• Records provided
[Start of section]
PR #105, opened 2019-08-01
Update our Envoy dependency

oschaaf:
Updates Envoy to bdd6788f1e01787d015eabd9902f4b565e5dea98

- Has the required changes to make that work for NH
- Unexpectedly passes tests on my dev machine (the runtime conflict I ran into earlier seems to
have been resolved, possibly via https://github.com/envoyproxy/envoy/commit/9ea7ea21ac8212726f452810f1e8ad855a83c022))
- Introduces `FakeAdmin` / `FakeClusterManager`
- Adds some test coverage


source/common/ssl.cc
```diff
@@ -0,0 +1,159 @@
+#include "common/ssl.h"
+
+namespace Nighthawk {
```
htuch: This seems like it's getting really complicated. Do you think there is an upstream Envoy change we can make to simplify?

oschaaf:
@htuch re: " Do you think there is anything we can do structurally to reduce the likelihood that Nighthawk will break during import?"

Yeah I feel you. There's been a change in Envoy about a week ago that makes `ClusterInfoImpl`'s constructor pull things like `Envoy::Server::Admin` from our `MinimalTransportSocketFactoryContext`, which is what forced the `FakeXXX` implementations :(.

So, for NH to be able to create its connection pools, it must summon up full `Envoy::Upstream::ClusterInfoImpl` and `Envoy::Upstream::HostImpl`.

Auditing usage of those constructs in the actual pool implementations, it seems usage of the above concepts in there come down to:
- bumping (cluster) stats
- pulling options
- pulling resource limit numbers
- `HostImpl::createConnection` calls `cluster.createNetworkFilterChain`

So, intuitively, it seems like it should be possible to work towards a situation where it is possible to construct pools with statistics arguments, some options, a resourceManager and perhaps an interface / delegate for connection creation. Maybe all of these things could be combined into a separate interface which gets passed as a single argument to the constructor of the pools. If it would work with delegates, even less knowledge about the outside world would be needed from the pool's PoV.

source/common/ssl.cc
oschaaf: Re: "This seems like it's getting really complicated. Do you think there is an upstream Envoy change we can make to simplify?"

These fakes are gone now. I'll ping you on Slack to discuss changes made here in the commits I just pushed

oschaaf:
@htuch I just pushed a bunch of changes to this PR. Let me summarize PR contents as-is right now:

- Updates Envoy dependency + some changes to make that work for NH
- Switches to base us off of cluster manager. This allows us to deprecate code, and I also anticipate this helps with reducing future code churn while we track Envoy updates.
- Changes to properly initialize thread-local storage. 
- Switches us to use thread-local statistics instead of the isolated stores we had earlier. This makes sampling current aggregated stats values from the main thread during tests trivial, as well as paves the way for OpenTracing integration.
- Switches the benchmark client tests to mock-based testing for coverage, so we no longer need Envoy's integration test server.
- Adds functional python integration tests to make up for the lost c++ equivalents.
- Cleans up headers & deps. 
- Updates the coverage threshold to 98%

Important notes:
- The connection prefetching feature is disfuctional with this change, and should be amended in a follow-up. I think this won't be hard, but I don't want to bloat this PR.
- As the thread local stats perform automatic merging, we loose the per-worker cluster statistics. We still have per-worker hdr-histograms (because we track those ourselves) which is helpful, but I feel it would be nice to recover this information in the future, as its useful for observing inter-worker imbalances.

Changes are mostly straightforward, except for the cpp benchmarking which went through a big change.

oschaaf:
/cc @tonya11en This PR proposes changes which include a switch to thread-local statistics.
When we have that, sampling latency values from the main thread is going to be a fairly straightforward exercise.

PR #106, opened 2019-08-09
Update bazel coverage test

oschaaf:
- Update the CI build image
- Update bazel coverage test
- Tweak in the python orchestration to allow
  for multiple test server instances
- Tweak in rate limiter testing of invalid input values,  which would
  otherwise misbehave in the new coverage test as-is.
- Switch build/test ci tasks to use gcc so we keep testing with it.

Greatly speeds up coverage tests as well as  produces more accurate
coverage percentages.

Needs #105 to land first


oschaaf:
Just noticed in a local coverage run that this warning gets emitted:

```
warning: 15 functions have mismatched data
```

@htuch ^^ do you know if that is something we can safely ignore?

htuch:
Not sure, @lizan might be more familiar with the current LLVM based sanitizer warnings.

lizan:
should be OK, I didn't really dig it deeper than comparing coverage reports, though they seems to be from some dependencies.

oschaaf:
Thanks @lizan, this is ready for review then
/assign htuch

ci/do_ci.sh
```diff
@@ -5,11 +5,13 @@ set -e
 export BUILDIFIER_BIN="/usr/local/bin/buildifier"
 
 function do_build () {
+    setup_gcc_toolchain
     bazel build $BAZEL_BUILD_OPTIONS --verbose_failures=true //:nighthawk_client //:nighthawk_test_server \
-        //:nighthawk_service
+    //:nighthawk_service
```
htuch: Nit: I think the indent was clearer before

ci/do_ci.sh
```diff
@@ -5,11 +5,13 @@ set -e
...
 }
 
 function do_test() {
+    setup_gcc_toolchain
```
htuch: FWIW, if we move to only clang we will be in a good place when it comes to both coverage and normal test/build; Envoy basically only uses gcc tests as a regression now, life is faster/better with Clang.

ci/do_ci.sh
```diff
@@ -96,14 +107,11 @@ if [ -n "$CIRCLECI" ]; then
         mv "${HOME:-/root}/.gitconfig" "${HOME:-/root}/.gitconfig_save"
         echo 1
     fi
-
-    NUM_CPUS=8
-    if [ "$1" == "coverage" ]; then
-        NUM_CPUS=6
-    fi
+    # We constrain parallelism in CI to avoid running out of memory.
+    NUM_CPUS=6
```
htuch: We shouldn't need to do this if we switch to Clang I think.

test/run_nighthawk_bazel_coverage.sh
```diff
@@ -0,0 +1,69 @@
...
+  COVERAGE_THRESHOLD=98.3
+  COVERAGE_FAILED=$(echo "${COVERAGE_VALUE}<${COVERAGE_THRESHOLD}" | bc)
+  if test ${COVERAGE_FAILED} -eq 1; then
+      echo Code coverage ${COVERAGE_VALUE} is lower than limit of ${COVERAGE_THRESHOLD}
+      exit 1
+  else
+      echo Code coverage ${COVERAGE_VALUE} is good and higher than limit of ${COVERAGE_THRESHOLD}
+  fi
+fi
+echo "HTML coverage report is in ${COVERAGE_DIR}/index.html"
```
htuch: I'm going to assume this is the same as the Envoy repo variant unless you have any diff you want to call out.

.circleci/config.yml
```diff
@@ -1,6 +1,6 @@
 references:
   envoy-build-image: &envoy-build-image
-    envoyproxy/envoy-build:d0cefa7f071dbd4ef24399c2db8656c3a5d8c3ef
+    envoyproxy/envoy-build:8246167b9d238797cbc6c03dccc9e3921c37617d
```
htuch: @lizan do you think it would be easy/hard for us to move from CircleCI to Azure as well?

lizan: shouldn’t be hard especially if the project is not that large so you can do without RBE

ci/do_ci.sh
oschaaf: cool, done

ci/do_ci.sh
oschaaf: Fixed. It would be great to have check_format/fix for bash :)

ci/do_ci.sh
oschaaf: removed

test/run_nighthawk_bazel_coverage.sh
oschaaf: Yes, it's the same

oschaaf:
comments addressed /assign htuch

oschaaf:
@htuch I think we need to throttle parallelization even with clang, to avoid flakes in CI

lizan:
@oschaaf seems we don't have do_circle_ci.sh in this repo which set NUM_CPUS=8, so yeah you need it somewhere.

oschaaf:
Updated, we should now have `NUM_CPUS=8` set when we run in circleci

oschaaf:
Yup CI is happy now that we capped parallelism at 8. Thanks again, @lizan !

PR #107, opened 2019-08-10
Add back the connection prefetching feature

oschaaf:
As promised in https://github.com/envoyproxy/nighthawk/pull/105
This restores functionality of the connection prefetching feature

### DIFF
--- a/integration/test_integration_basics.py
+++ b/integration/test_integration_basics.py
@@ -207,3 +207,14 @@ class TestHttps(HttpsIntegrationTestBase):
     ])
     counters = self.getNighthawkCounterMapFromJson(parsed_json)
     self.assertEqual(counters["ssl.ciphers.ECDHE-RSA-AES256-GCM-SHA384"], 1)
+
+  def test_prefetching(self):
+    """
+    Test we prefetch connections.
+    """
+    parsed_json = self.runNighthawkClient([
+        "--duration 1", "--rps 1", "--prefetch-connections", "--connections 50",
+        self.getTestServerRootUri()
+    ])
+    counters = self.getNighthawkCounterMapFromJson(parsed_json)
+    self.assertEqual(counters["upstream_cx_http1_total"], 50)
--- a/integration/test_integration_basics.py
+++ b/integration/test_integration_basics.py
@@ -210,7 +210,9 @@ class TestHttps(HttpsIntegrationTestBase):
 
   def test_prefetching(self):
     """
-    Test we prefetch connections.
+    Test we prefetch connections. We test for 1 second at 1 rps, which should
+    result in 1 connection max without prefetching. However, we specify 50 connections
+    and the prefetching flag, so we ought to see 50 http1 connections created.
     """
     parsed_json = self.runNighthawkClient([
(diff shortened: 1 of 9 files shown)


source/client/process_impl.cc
[End of section]
Output, exactly and in full, the lines from the start of the entries above through the line that contains "So, for NH to".

• Task response
PR #105, opened 2019-08-01
Update our Envoy dependency

oschaaf:
Updates Envoy to bdd6788f1e01787d015eabd9902f4b565e5dea98

- Has the required changes to make that work for NH
- Unexpectedly passes tests on my dev machine (the runtime conflict I ran into earlier seems to
have been resolved, possibly via https://github.com/envoyproxy/envoy/commit/9ea7ea21ac8212726f452810f1e8ad855a83c022))
- Introduces `FakeAdmin` / `FakeClusterManager`
- Adds some test coverage


source/common/ssl.cc
```diff
@@ -0,0 +1,159 @@
+#include "common/ssl.h"
+
+namespace Nighthawk {
```
htuch: This seems like it's getting really complicated. Do you think there is an upstream Envoy change we can make to simplify?

oschaaf:
@htuch re: " Do you think there is anything we can do structurally to reduce the likelihood that Nighthawk will break during import?"

Yeah I feel you. There's been a change in Envoy about a week ago that makes `ClusterInfoImpl`'s constructor pull things like `Envoy::Server::Admin` from our `MinimalTransportSocketFactoryContext`, which is what forced the `FakeXXX` implementations :(.

So, for NH to be able to create its connection pools, it must summon up full `Envoy::Upstream::ClusterInfoImpl` and `Envoy::Upstream::HostImpl`.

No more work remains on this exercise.